Last Saturday was the 207th anniversary of the Battle of Waterloo, fought on Sunday, June 18, 1815. It was the decisive battle that ended Napoleon Bonaparte’s imperial ambitions for good. The battle was the culmination of nearly 20 years of conflict in Europe. As you would imagine, it created a public health crisis. An estimated 50,000 casualties, dead, dying and wounded were left on the battlefield when it was over. Some diseases can be transmitted from the dead to the living. According to the World Health Organization:
- Tuberculosis can be acquired if the bacillus is aerosolized – residual air in lungs exhaled, fluid from lungs spurted up through the nose or mouth during handling of the corpse.
- Bloodborne viruses can be transmitted via direct contact of non-intact skin or mucous membrane from splashing of blood or body fluid or from injury from bone fragments and needles.
- Gastrointestinal (GI) infections can easily be transmitted from faeces leaked from dead bodies. Transmission occurs via the faecal–oral route through direct contact with the body, soiled clothes or contaminated vehicles or equipment. GI infections can also be spread as a result of contamination of the water supply with dead bodies.
Numerous eyewitness accounts exist, many of whom wrote about the aftermath. The stench of decaying bodies was immense. The most immediate problem, what to do with the corpses of tens of thousands of dead soldiers plus an untold number of dead horses. Purportedly many were buried in shallow mass graves, while some were burned. Frederick Hope Pattison was a Lieutenant in the 33rd Regiment. He observed:
Preparations were soon set afoot to bury the dead by digging large trenches, into which they were thrown promiscuously – friend and foe together – there to rest in peace until the resurrection trumpet shall, by a loud blast, awake them from their long sleep! (Pattison 2001, 72).

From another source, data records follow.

PR #390, opened 2026-06-18
feat: migrate DuckDB driver to duckdb-go/v2 (DuckDB 1.5.4)

sweenzor:
Swaps the DuckDB `database/sql` driver from the deprecated `github.com/marcboeker/go-duckdb` to its canonical successor `github.com/duckdb/duckdb-go/v2`.

### Why — Homebrew distribution

The goal is to make msgvault installable via `brew install` from **homebrew-core**. homebrew-core won't accept a formula that ships a vendored, precompiled library — the formula must build from source and link the system DuckDB (`depends_on "duckdb"`). With the old `marcboeker/go-duckdb`, that was impossible for two reasons:

1. **Version gap.** It bundled DuckDB 1.1.3, while Homebrew's `duckdb` formula is on 1.5.4 — four minors apart, and a moving target.
2. **Link failure.** Linking against a system `libduckdb` failed on Arrow C-Data-Interface symbols, because that driver pulled the Arrow bridge in unconditionally.

Moving to `duckdb/duckdb-go/v2` resolves both: it bundles **DuckDB 1.5.4** (matching the Homebrew formula), and Arrow is now opt-in behind the `duckdb_arrow` build tag — which this codebase doesn't use — so a system-`libduckdb` build (`-tags duckdb_use_lib`) links cleanly. `marcboeker/go-duckdb` is also deprecated in favor of `duckdb/duckdb-go`, so this is the maintained path regardless.

This PR is only the prerequisite in *this* repo. The Homebrew formula itself lives in a separate repo and is downstream of a release that includes this change.

### What changed
- Bundled DuckDB **1.1.3 → 1.5.4**; arrow-go 18.1.0 → 18.5.1.
- The new module still registers the `duckdb` driver name, so every `sql.Open("duckdb", …)` call site is unchanged — a module-path bump across the blank imports plus `go.mod`/`go.sum` and the Nix `vendorHash`.


wesm:
LGTM, thank you

sweenzor:
Thanks @wesm! Mind cutting a new release with this in it?

PR #393, opened 2026-06-18
Fix Linux release DuckDB link

wesm:
## Summary
- Build Linux release artifacts in Ubuntu 22.04 so DuckDB 1.5.4's prebuilt static libraries link against a compatible C++ runtime.
- Log both GLIBC and GLIBCXX runtime requirements in release builds.

## Test Plan
- Reproduced the Ubuntu 20.04 Linux amd64 link failure locally.
- Built and smoke-tested Linux amd64 in Ubuntu 22.04.
- Built and smoke-tested Linux arm64 in Ubuntu 22.04.
- Ran `git diff --check HEAD~1..HEAD`.

### DIFF
--- a/.github/workflows/ci.yml
+++ b/.github/workflows/ci.yml
@@ -6,6 +6,66 @@ on:
   pull_request:
 
 jobs:
+  release-linux-smoke:
+    strategy:
+      fail-fast: false
+      matrix:
+        include:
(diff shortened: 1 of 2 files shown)


sweenzor:
I broke this in #390, sorry about that!

PR #395, opened 2026-06-19
ci(release): statically embed libstdc++ and pin the linux build image

sweenzor:
Hardening on top of #393 (which fixed the Linux release break by moving to `ubuntu:22.04`).

- **Statically embed `libstdc++`/`libgcc`** so the released binary has **no runtime `GLIBCXX` dependency**. #393 leaves libstdc++ dynamically linked (the binary requires `GLIBCXX_3.4.30`); this builds with `gcc-12` and forces `-lstdc++` to the static archive.
- **Pin the build image by digest.**
- A guard fails the build if `libstdc++` ever links dynamically.

Scope: `build-linux` only. Verified in a matching `ubuntu:22.04` arm64 container — links cleanly, runs, no dynamic libstdc++ (glibc floor 2.35).

### DIFF
--- a/.github/workflows/release.yml
+++ b/.github/workflows/release.yml
@@ -22,7 +22,9 @@ jobs:
             go_arch_name: arm64
     runs-on: ${{ matrix.runner }}
     container:
-      image: ubuntu:22.04
+      # Digest-pinned. ubuntu:22.04 ships GCC 12, needed to link DuckDB 1.5.4's
+      # static lib.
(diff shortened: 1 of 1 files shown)


sweenzor:
Addressed in the latest revision: the release build's GCC toolchain now comes only from Ubuntu's official package repositories, with the build container pinned by digest — no mutable third-party package sources in the release path. (Trade-off: the binary's glibc floor moves 2.31 → 2.35 with the newer base image.)

sweenzor:
Not really needed.

PR #398, opened 2026-06-20
feat: Microsoft Teams ingestion (delegated Graph sync)

njt:
## What

Sync your own Microsoft Teams 1:1/group/meeting chats and channel messages into msgvault via **delegated** Microsoft Graph, searchable alongside mail through the existing TUI / FTS / Parquet analytics.

## Highlights

- New `add-teams` (delegated Graph OAuth) and `sync-teams` (full + incremental, with streamed per-conversation progress) commands; Teams also runs under `serve` scheduled syncs — and the daemon now syncs **all** source types on an identifier (so Teams + Outlook/IMAP on one address both run).
- Reuses the existing chat schema — **no new core tables**: chats → direct/group conversations, channels → channel conversations with root+reply threading, plus reactions, sender + **recipient (`to`) + `@mention`** rows, identity resolution (AAD object id → email dedup, unifying with mail identities), inline images downloaded to content-addressed storage, and shared-file links recorded.
- Incremental sync: chats via `lastModifiedDateTime` list filtering (no delegated per-chat delta endpoint exists), channels via `/messages/delta`; per-conversation cursors persisted in `sync_runs.cursor_after`, **flushed after each conversation** so an interrupted long backfill resumes mid-stream.
- Microsoft OAuth kept independent from the existing Outlook/IMAP manager — separate `teams_<email>.json` token with Graph scopes only, so IMAP and Teams can each be used alone or together.

## Use

1. Register an Entra app with delegated Graph permissions (`Chat.Read`, `ChannelMessage.Read.All`, `Team.ReadBasic.All`, `Channel.ReadBasic.All`, `User.Read`) and grant admin consent.
2. Add to `config.toml`:
   ```toml
   [microsoft]
   client_id = "<app-client-id>"
   tenant_id = "<directory-tenant-id>"
   ```
3. `msgvault add-teams you@tenant.com` then `msgvault sync-teams you@tenant.com` (`--no-channels` / `--limit` for scoped runs). Press `a` inside `msgvault tui` to filter to the Teams account.

## Notes

- Validated on a live tenant: ~313k messages spanning 2017–2026 (chats, channels, reactions, threaded replies) — confirms full-history backfill beyond Graph's 8-month delta window.
- Meeting **transcripts** are intentionally out of scope (separate spec; delegated transcript access is effectively organizer-only). The only remaining follow-up is preserving a departing user's shared SharePoint/OneDrive files before account removal.

🤖 Generated with [Claude Code](https://claude.com/claude-code)

PR #399, opened 2026-06-20
fix: normalize importer message/reaction dates to UTC

njt:
## What

Several importers built `time.Time` values from epoch timestamps with `time.Unix`/`time.UnixMilli` but **without `.UTC()`**, leaving them in the runner's local zone — while the rest of each importer stores dates in UTC. Any code reading the calendar day (or the Parquet year partition) is then off by one in zones east of UTC.

Fixes:
- `internal/sync/sync.go` — `processBatch` oldest-message date (progress tracking).
- `internal/whatsapp/mapping.go` — message `SentAt`.
- `internal/whatsapp/importer.go` — reaction `createdAt`.

## Why it matters

`TestProcessBatch_OldestDatePropagation` fails on any machine east of UTC (e.g. NZ): the fixture `2024-01-10T12:00:00Z` reads back as Jan 11 local. The tests are correct; the production code was the bug. Adds `TestMapMessageSentAtIsUTC` (asserts the stored zone is UTC, machine-independent).

## Possible later fixes (out of scope here)

The same `time.Unix(...)`-without-`.UTC()` pattern also appears in the embedding-generation status timestamps, but these are **operator-facing status values** round-tripped from unix-int columns (not message dates), so they don't affect partitioning/dedup/cross-system date semantics. Local-time display is arguably fine; normalizing them to UTC would be a consistency-only follow-up. Sites:
- `cmd/msgvault/cmd/embeddings_manage.go` — `StartedAt`, `SeededAt`, `CompletedAt`, `ActivatedAt`.
- `internal/vector/pgvector/backend.go` — `StartedAt`, `CompletedAt`, `ActivatedAt`.
- `internal/vector/sqlitevec/backend.go` — `StartedAt`, `CompletedAt`, `ActivatedAt`.

Left unchanged here to avoid churning working code on a style call; documented so a future pass can decide.

## Scope

Independent of the Teams PR (#398) — branched from `main`, touches only `internal/sync` and `internal/whatsapp`.

### DIFF
--- a/internal/sync/sync.go
+++ b/internal/sync/sync.go
@@ -216,7 +216,11 @@ func (s *Syncer) processBatch(ctx context.Context, sourceID int64, listResp *gma
 			// Track oldest message date for progress display
 			// Gmail returns messages newest-to-oldest, so oldest shows where we've reached
 			if raw.InternalDate > 0 {
-				msgDate := time.UnixMilli(raw.InternalDate)
+				// .UTC() to match how InternalDate is normalized everywhere
+				// else (the stored message date and parsed.Date both use
+				// .UTC()); without it oldestDate carries the local zone and
+				// callers reading its calendar day are off by one east of UTC.
+				msgDate := time.UnixMilli(raw.InternalDate).UTC()
 				if result.oldestDate.IsZero() || msgDate.Before(result.oldestDate) {
 					result.oldestDate = msgDate
 				}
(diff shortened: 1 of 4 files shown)


wesm:
Great, thank you!

wesm (approved):

wesm:
fixing CI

You would expect in the intervening 207 years since the battle that there would be memorials marking the mass graves to commemorate an important period in history. The problem: no mass graves have been found.
The battle was one of the deadliest of the century, but to the bewilderment of archaeologists, only one full skeleton has been found to this day.
So what happened to the dead soldiers who fell at the battle of Waterloo?
There is, however, one more factor that might explain this apparent absence of burials. In the two decades following the Battle of Waterloo, European battlefields provided a convenient source of bone that could be ground down into bone-meal, which before the discovery of superphosphates in the 1840s was an effective form of fertilizer (Tandon 2010). One of the main markets for this raw material, which included both human and animal bone, was the British Isles.
Apparently, the practice of using the bones of fallen soldiers for fertilizer was common before better fertilizers were discovered.